Neil Gorsuch testifies at his confirmation hearing in 2017. Credit: Diego M. Radzinschi/ ALM

The U.S. Supreme Court’s junior justice—Neil Gorsuch—is sampling Capitol Hill’s social scene.

Following the end to the federal government shutdown, Senate Majority Whip John Cornyn, R-Texas, hosted a dinner party in his home with Gorsuch, Sen. Lamar Alexander, R-Tennessee, Trump administration Transportation Secretary Elaine Chao and other unnamed senators.

Alexander tweeted about the dinner Monday night: “I enjoyed having dinner tonight at the home of Senator John Cornyn and his wife Sandy with our newest Supreme Court Justice, Neil Gorsuch, Transportation Secretary Chao and a few of my other Senate colleagues to talk about important issues facing our country.”
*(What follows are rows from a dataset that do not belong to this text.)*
PR #227, opened 2018-09-14
fix(Provider): not rendering fonts

levithomason:
Currently, font faces are not being applied correctly in the docs.  This turned out to be due to both our doc build and a Provider bug.

### DIFF
--- a/build/gulp/tasks/generate/templates/docs-examples-components/$DisplayName/Types/$DisplayNameExample.shorthand.tsx
+++ b/build/gulp/tasks/generate/templates/docs-examples-components/$DisplayName/Types/$DisplayNameExample.shorthand.tsx
@@ -1,6 +1,6 @@
 import * as React from 'react'
 import { $DisplayName } from '@stardust-ui/react'
 
-const $DisplayNameExampleShorthand = () => <$DisplayName />
+const $DisplayNameExampleShorthand = () => <$DisplayName content="Hello from $DisplayName!" />
 
 export default $DisplayNameExampleShorthand
--- a/package.json
+++ b/package.json
@@ -104,6 +104,7 @@
     "awesome-typescript-loader": "4.0.1",
     "connect-history-api-fallback": "^1.3.0",
     "copy-to-clipboard": "^3.0.8",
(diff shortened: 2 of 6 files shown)


package.json
```diff
@@ -104,6 +104,7 @@
     "awesome-typescript-loader": "4.0.1",
     "connect-history-api-fallback": "^1.3.0",
     "copy-to-clipboard": "^3.0.8",
+    "copy-webpack-plugin": "^4.5.2",
```
levithomason, line 107: We need to copy `docs/src/public` to `docs/dist` on build.  Otherwise, the font files are not included.

src/components/Provider/Provider.tsx
```diff
@@ -92,15 +94,15 @@ class Provider extends React.Component<IProviderProps, any> {
 
     if (!fontFaces) return
 
-    const renderFontObject = font => {
+    const renderFontObject = (font: IFontFace) => {
       if (!_.isPlainObject(font)) {
         throw new Error(`fontFaces must be objects, got: ${typeof font}`)
       }
-      felaLtrRenderer.renderFont(font.name, font.path, font.style)
+      felaLtrRenderer.renderFont(font.name, font.paths, font.style)
```
levithomason, line 100: Fonts were also not being rendered because `path` was being used here instead of `paths`.  Added typings to ensure it doesn't happen again.

build/gulp/tasks/generate/templates/docs-examples-components/$DisplayName/Types/$DisplayNameExample.shorthand.tsx
```diff
@@ -1,6 +1,6 @@
 import * as React from 'react'
 import { $DisplayName } from '@stardust-ui/react'
 
-const $DisplayNameExampleShorthand = () => <$DisplayName />
+const $DisplayNameExampleShorthand = () => <$DisplayName content="Hello from $DisplayName!" />
```
levithomason, line 4: Unrelated freebie.  The initial component example from a generated component had no content.  Added some here so something shows up in the docs.

levithomason:
This is blocking other work... merging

Alexander on Tuesday expanded on his tweet in a statement saying: “Last night’s dinner was purely social. We weren’t discussing political activities and we certainly know better than to discuss any issues before the court.”

Gorsuch, who filled the vacancy created by the 2016 death of Justice Antonin Scalia, attracted criticism and some protests for his speech in September to the conservative Fund for American Studies at the Trump International Hotel in Washington and an appearance in Kentucky in September with Republican Senate Majority Leader Mitch McConnell.

Leonard Leo, executive vice president of the Federalist Society, who advised President Donald Trump on Supreme Court and other judicial nominees, wrote of Gorsuch in this Newsweek op-ed: “He will likely serve for decades, and may well be the deciding vote in enormously important cases touching on free speech, religious liberty, gun rights and the scope of authority of the administrative state.” Gorsuch was the keynote speaker in November at the Federalist Society’s annual meeting.

Alexander’s tweet generated buzz about the ethics of Gorsuch dining with a political group. Ed Whelan, president of the conservative think tank Ethics and Public Policy Center, said there is no ethical violation.

“Surely happens all the time (with key variable being how sociable a justice is—Souter probably didn’t do this),” Whelan tweeted in response to a question. “Justices don’t take vows to be hermits. Nothing here remotely suggests ethical issue.”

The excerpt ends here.